Apologies mind was on cleaning mine down.

That must have been quite a shock!

So at least the pressure is normalised now









I had to clear the 3-way on mine recently after the same problems. Requires a minor strip down if I remember correctly - not hard - then some soaking of components overnight.


----------



## smartiepants (Mar 26, 2013)

i have taken everything apart and cleaned it between the boiler & grouphead were in a sorry state, i have cleaned everything put it back together and still nothing, I did the solenoid valve and the OPV

guess i'll have to keep going there has to be a blockage somewhere


----------



## smartiepants (Mar 26, 2013)

GCGlasgow said:


> was it the bolts on the grouphead you loosened?


no it was the OVP bolts


----------



## rob177palmer (Feb 14, 2017)

Did you strip it down to this degree?

https://wiki.wholelattelove.com/images/d/d4/BABIES-CLASSIC_3-Way_Solenoid_Cleaning.pdf

I'd be surprised if a full solenoid strip didn't fix your problem


----------



## smartiepants (Mar 26, 2013)

rob177palmer said:


> Did you strip it down to this degree?
> 
> https://wiki.wholelattelove.com/images/d/d4/BABIES-CLASSIC_3-Way_Solenoid_Cleaning.pdf
> 
> I'd be surprised if a full solenoid strip didn't fix your problem


 did all that, looked as clean as a whistle


----------



## Missy (Mar 9, 2016)

smartiepants said:


> did all that, looked as clean as a whistle


Looked doesn't necessarily mean is... Many of us have been caught out that way. It's super duper teeny tiny specks


----------



## smartiepants (Mar 26, 2013)

did it twice and soaked it in coffee machine cleaner, I don't get the back pressure hiss when I turn it off brew, i'll try it again once it has cooled down


----------



## GCGlasgow (Jul 27, 2014)

Are you sure you put it back together properly after stripping it down. Did you take pics?


----------



## smartiepants (Mar 26, 2013)

yep loads of pics, giving it another soak


----------



## rob177palmer (Feb 14, 2017)

smartiepants said:


> yep loads of pics, giving it another soak


Just checking - you mean "de-scaling solution" rather than "coffee machine cleaner"?!
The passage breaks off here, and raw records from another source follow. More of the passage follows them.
Issue #3495, opened 2025-10-02
pkcs11-tool is sending null digest to Openssl on FIPS enabled ubuntu 24.04


casual-lemon:
### Description 

On Ubuntu24.04 with FIPS enabled, openssl is segfaulting when using the pkcs11-tool -L command to list slots.

```
user1@ubuntu:~$ sudo pkcs11-tool -L
Segmentation fault
```

### Steps to reproduce
On Ubuntu vm (lxd or qemu) with fips enabled. 
```
sudo pro attach <token uuid>
sudo pro enable fips-updates
sudo apt-get install opensc 
```
Reboot vm

after logging in again, run the command
`sudo pkcs11-tool -L`
and we see the error Segmentation fault.

### Expected Output 
```
Available slots: /usr/bin/pkcs11-tool --module=/usr/lib/x86_64-linux-gnu/opensc-pkcs11.so -L
Slot 0 (0x0): Gemalto Gemplus USB SmartCard Reader 433-Swap [CCID Interface...
  token label        : John Doe
  token manufacturer : Common Access Card
  token model        : PKCS#15 emulated
  token flags        : login required, PIN pad present, rng, token initialized, PIN initialized
  hardware version   : 0.0
  firmware version   : 0.0
  serial num         : 000058bd002c19b5
  pin min/max        : 4/8
```
Seg fault bt

```
Thread 1 "pkcs11-tool" received signal SIGSEGV, Segmentation fault.
EVP_MD_up_ref (md=0x0) at ../crypto/evp/digest.c:1083
warning: 1083    ../crypto/evp/digest.c: No such file or directory
(gdb) bt
#0  EVP_MD_up_ref (md=0x0) at ../crypto/evp/digest.c:1083
```

### Environment

-OS: Ubuntu 24.04 with FIPS enabled
-Openssl version: user1@ubuntu:~$ openssl version
`OpenSSL 3.0.8 7 Feb 2023 (Library: OpenSSL 3.0.13 30 Jan 2024)`

casual-lemon:
Original issue opened with openssl: https://github.com/openssl/openssl/issues/28708

Jakuje:
Can you share the full backtrace where does the call come from? From this information, which just shows the last function that is called with NULL pointer, it is impossible to figure out what is going on there

casual-lemon:
[full-bt-output.txt](https://github.com/user-attachments/files/22746013/full-bt-output.txt)

Jakuje:
[...]

PR #3496, opened 2025-10-07
Do not register SHA1-based mechanisms in FIPS mode

Jakuje:
SHA1 is no longer accepted in FIPS mode.

Fixes: #3495 

##### Checklist

- [ ] macOS token is tested

### DIFF
--- a/.github/workflows/linux.yml
+++ b/.github/workflows/linux.yml
@@ -424,7 +424,7 @@ jobs:
           distribution: 'semeru'
           java-version: '8'
           cache: 'maven'
-      - run: .github/setup-linux.sh piv
+      - run: .github/setup-linux.sh piv debug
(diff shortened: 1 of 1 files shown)


.github/workflows/linux.yml
```diff
@@ -388,7 +388,7 @@ jobs:
           version: apt-22-java
           execute_install_scripts: true
       - run: .github/setup-linux.sh
-      - run: .github/build.sh piv-sm dist valgrind
+      - run: .github/build.sh piv-sm dist
```
metsma: I had already somethin similar  queued https://github.com/OpenSC/OpenSC/pull/3497

Jakuje: Sorry for a confusion, this line was a mistake and should not be there. Removed.

PR #3497, opened 2025-10-08
Merge some linux actions

metsma:
##### Checklist

- [ ] macOS token is tested


Jakuje:
I think this is orthogonal to what I am trying to fix in the #3496.

.github/workflows/linux.yml
```diff
@@ -38,7 +38,7 @@ jobs:
       matrix:
         dist: ['22.04', '24.04']
         arch: ['amd64', 'arm64']
-        build: ['dist', 'valgrind']
+        build: ['dist', 'valgrind', 'piv-sm']
```
Jakuje: I am not sure if this is exactly what we want -- we want to have the combination of valgrind and piv-sm builds to be able to test for leaks in the piv-sm builds (even though we do not have the piv-sm cards in CI, testing with PivApplet should give some idea).

metsma:
> This has 33 jobs, while the previous runs have 60. In the changeset it is not exactly clear where the jobs are disappearing, why and if there was some duplication or we are losing some test coverage.
If I compare these job I see that there is some additional jobs. Where did you get these numbers?
https://github.com/OpenSC/OpenSC/actions/runs/18338921252
https://github.com/OpenSC/OpenSC/actions/runs/18339381856

.github/workflows/linux.yml
metsma: seems like there is mismatch with different config
  build-piv-sm:
      - run: .github/setup-linux.sh
      - run: .github/build.sh piv-sm dist
vs
  build-ubuntu-22-piv-sm:
      - run: .github/setup-linux.sh
      - run: .github/build.sh piv-sm dist valgrind

metsma: Isnt the PivApplet already executed with regular valgrind task?

Jakuje:
I was just looking at the CI overview of the last PRs:
image
from #3496
vs.
image
from this PR

.github/workflows/linux.yml
Jakuje: i think these two things are different things. The piv-sm is the build configuration option, while PivApplet runs with the default build configuration.

I think we want both to catch possible issues in both build time configurations.

metsma:
> I was just looking at the CI overview of the last PRs: image from #3496 vs. image from this PR

I do not see any windows/mac builds, but I did not change any of their scripts and change did not affect their workloads.
https://github.com/OpenSC/OpenSC/blob/master/.github/workflows/windows.yml#L4-L13

.github/workflows/linux.yml
metsma: Maybe then simplify matrix. I propose dist and piv-sm and with valgrind parameter

Jakuje:
> I do not see any windows/mac builds, but I did not change any of their scripts and change did not affect their workloads. https://github.com/OpenSC/OpenSC/blob/master/.github/workflows/windows.yml#L4-L13

Oh, that might be relevant as I forgot the CI runs just the parts that are changing. So I will try to dig into that deeper

.github/workflows/linux.yml
metsma: Added condition that pig-sm adds valgrind parameter

Jakuje:
I do not see any more concerns so merging. Thank you!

If will be a small piece of scale that has blocked the holes. I needed to soak mine overnight to dissolve everything


----------



## smartiepants (Mar 26, 2013)

i'm 99% sure its the solenoid the black box does not click, I have removed it from the valve and while the valve was in soak I tested it, it didn't activate I also forgot it still had the water tank fitted and water poured out the hole where the solenoid valve should have been undoing all the clean up work I did previously, now Mrs Smartie has kicked me out of the kitchen

going to order a new "black box"


----------



## smartiepants (Mar 26, 2013)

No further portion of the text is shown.